Inverse problems involving partial differential equations (PDEs) can be seen as discovering a mapping from measurement data to unknown quantities, often framed within an operator learning approach. However, existing methods typically rely on large amounts of labeled training data, which is impractical for most real-world applications. Moreover, these supervised models may fail to capture the underlying physical principles accurately. To address these limitations, we propose a novel architecture called Physics-Informed Deep Inverse Operator Networks (PI-DIONs), which can learn the solution operator of PDE-based inverse problems without labeled training data.
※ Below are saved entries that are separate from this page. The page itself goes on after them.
PR #154, opened 2019-02-21
Assign attributes to IPIP address

caseydavenport:
## Description

Requires this PR first: https://github.com/projectcalico/libcalico-go/pull/1035

## Todos
- [ ] Tests
- [ ] Documentation
- [ ] Release note

## Release Note

```release-note
None required
```

### DIFF
--- a/pkg/allocateipip/allocate_ipip_addr.go
+++ b/pkg/allocateipip/allocate_ipip_addr.go
@@ -2,6 +2,7 @@ package allocateipip
 
 import (
 	"context"
+	"fmt"
 	"os"
 	"time"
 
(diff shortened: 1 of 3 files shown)


pkg/allocateipip/allocate_ipip_addr.go
```diff
@@ -155,11 +155,15 @@ func removeHostTunnelAddr(ctx context.Context, c client.Interface, nodename stri
...
+	attrs := map[string]string{
+		ipam.AttributeNode: nodename,
+		ipam.AttributeType: ipam.AttributeTypeIPIP,
+	}
 	args := ipam.AutoAssignArgs{
 		Num4:      1,
 		Num6:      0,
-		HandleID:  nil,
-		Attrs:     nil,
+		HandleID:  &nodename,
```
caseydavenport: Probably a better handle than just the nodename, but couldn't think of one in a few seconds.

fasaxc: Suggest sticking some prefix on it.  Might come in useful later; will certainly make it easier to see what that handle was for in a dump.  `ipip-tunnel-`?

PR #162, opened 2019-03-04
Added code to avoid aggresive update due to rolling update issue on any node.

tathagatachowdhury:
This is a bug fix to check BGP readiness and avoid aggressive update if during rolling update there is any issue to update a particular node.

### DIFF
--- a/cmd/calico-node/main.go
+++ b/cmd/calico-node/main.go
@@ -46,7 +46,7 @@ var bird6Ready = flagSet.Bool("bird6-ready", false, "Run BIRD6 readiness checks"
 var felixReady = flagSet.Bool("felix-ready", false, "Run felix readiness checks")
 
 // thresholdTime is introduced for bird readiness check. Default value is 30 sec.
-var thresholdTime = flagSet.Duration("thresholdTime", 30*time.Second, "Threshold time for bird readiness")
+var thresholdTime = flagSet.Duration("threshold-time", 30*time.Second, "Threshold time for bird readiness")
 
 // confd flags
 var runConfd = flagSet.Bool("confd", false, "Run confd")
--- a/cmd/calico-node/main.go
+++ b/cmd/calico-node/main.go
@@ -17,6 +17,7 @@ import (
 	"flag"
 	"fmt"
 	"os"
+	"time"
 
 	confdConfig "github.com/kelseyhightower/confd/pkg/config"
 	confd "github.com/kelseyhightower/confd/pkg/run"
@@ -44,6 +45,9 @@ var birdReady = flagSet.Bool("bird-ready", false, "Run BIRD readiness checks")
 var bird6Ready = flagSet.Bool("bird6-ready", false, "Run BIRD6 readiness checks")
 var felixReady = flagSet.Bool("felix-ready", false, "Run felix readiness checks")
 
+// thresholdTime is introduced for bird readiness check. Default value is 30 sec.
+var thresholdTime = flagSet.Duration("thresholdTime", 30*time.Second, "Threshold time for bird readiness")
+
 // confd flags
 var runConfd = flagSet.Bool("confd", false, "Run confd")
 var confdRunOnce = flagSet.Bool("confd-run-once", false, "Run confd in oneshot mode")
@@ -63,6 +67,9 @@ func main() {
 		os.Exit(1)
 	}
 
+	// Threshold time for bgp peering
+	fmt.Println("Threshold time for bird readiness check: ", *thresholdTime)
+
 	// Perform some validation on the parsed flags. Only one of the following may be
 	// specified at a time.
 	onlyOne := []*bool{version, runFelix, runStartup, runConfd}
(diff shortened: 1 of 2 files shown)


pkg/readiness/readiness.go
```diff
@@ -60,30 +59,48 @@ func Run(bird, bird6, felix bool) {
...
 
+	// numEstablishedPeer keeps count of number of peers with bgp state established
+	numEstablishedPeer := 0
 	s := []string{}
+
 	for _, peer := range peers {
-		if peer.BGPState != "Established" {
+		if peer.BGPState == "Established" {
+			numEstablishedPeer += 1
+		} else if peer.BGPState != "Established" {
```
fasaxc: The `if peer.BGPState != "Established"` is redundant here since the only way to reach the `else` block is if `peer.BGPState != "Established"`

pkg/readiness/readiness.go
```diff
@@ -60,30 +59,48 @@ func Run(bird, bird6, felix bool) {
...
 			s = append(s, peer.PeerIP)
 		}
 	}
-	if len(s) > 0 {
-		return fmt.Errorf("BGP not established with %+v", strings.Join(s, ","))
-	}
 
-	// Check for GR
-	gr, err := bird.GRInProgress(ipv)
+	fmt.Printf("Number of nodes with BGP peering established = %v", numEstablishedPeer)
```
fasaxc: Should use `log.Debugf` or `log.Infof`, I think; that seems to be consistent with what the rest of this code does.

pkg/readiness/readiness.go
```diff
@@ -60,30 +59,48 @@ func Run(bird, bird6, felix bool) {
...
+
+	nodenameFileStat, err := os.Stat("/var/lib/calico/nodename")
 	if err != nil {
-		return err
-	} else if gr {
-		return errors.New("graceful restart in progress")
+		return fmt.Errorf("Error in nodename file: %v", err)
```
fasaxc: How about "Failed to stat nodename file"

pkg/readiness/readiness.go
```diff
@@ -60,30 +59,48 @@ func Run(bird, bird6, felix bool) {
...
+	}
+
+	if time.Since(nodenameFileStat.ModTime()) < thresholdTime {
+		if len(s) > 0 {
```
fasaxc: Think this needs a comment to explain why we're doing a different check here.
```
// When we first start up, only report ready if all our peerings are established.
// This prevents rolling update from proceeding until BGP is back up.
```

pkg/readiness/readiness.go
```diff
@@ -60,30 +59,48 @@ func Run(bird, bird6, felix bool) {
...
+		}
+		// Check for GR
+		gr, err := bird.GRInProgress(ipv)
+		if err != nil {
+			return err
+		} else if gr {
+			return errors.New("graceful restart in progress")
+		}
+	} else if numEstablishedPeer > 0 {
+		log.Debugf("There exist(s) %v calico node which has BGP peering established.", numEstablishedPeer)
```
fasaxc: Same here:
```
// After a while, only require a single peering to be up.  This prevents the whole mesh
// from reporting not-ready if some nodes go down.
```

cmd/calico-node/main.go
```diff
@@ -44,6 +45,9 @@ var birdReady = flagSet.Bool("bird-ready", false, "Run BIRD readiness checks")
 var bird6Ready = flagSet.Bool("bird6-ready", false, "Run BIRD6 readiness checks")
 var felixReady = flagSet.Bool("felix-ready", false, "Run felix readiness checks")
 
+// thresholdTime is introduced for bird readiness check. Default value is 30 sec.
+var thresholdTime = flagSet.Duration("thresholdTime", 30*time.Second, "Threshold time for bird readiness")
```
fasaxc: For consistency with other params above, `"thresholdTime"` should be `"threshhold-time"`

pkg/readiness/readiness.go
```diff
@@ -60,30 +59,48 @@ func Run(bird, bird6, felix bool) {
...
-func checkBIRDReady(ipv string) error {
+func checkBIRDReady(ipv string, thresholdTime time.Duration) error {
 	// Check for unestablished peers
 	peers, err := bird.GetPeers(ipv)
 	log.Debugf("peers: %v", peers)
 	if err != nil {
 		return err
 	}
 
+	// numEstablishedPeer keeps count of number of peers with bgp state established
```
fasaxc: How about moving the Stat() up to this point itn he function, then you can move the rest of the function to a new utility function, which can be easily UTed.

I.e. the new utility function should take arguments for the BGP peers and the node startup time.

cmd/calico-node/main.go
tathagatachowdhury: Acknowledged and updated.

pkg/readiness/readiness.go
tathagatachowdhury: Acknowledged and updated.

pkg/readiness/readiness.go
tathagatachowdhury: Acknowledged and updated.

pkg/readiness/readiness.go
tathagatachowdhury: Acknowledged and added.

pkg/readiness/readiness.go
tathagatachowdhury: Acknowledged and added.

We extend the stability estimates established in the inverse problem literature to the operator learning framework, thereby providing a robust theoretical foundation for our method. These estimates guarantee that the proposed model, trained on a finite sample and grid, generalizes effectively across the entire domain and function space. Extensive experiments are conducted to demonstrate that PI-DIONs can effectively and accurately learn the solution operators of the inverse problems without the need for labeled data.

翻译：涉及偏微分方程（PDE）的逆问题可视为从测量数据到未知量的映射发现过程，通常被置于算子学习框架中。然而，现有方法通常依赖大量带标签的训练数据，这在大多数实际应用中并不现实。此外，这些监督模型可能无法准确捕捉潜在的物理原理。为克服这些局限性，我们提出一种称为物理信息深度逆算子网络（PI-DIONs）的新型架构，该架构能够在无需带标签训练数据的情况下学习基于PDE的逆问题的解算子。我们将逆问题文献中建立的稳定性估计推广至算子学习框架，从而为该方法提供了坚实的理论基础。这些估计保证了所提出的模型在有限样本和网格上训练后，能在整个定义域和函数空间中实现有效泛化。大量实验表明，PI-DIONs能够在无需标签数据的情况下，有效且准确地学习逆问题的解算子。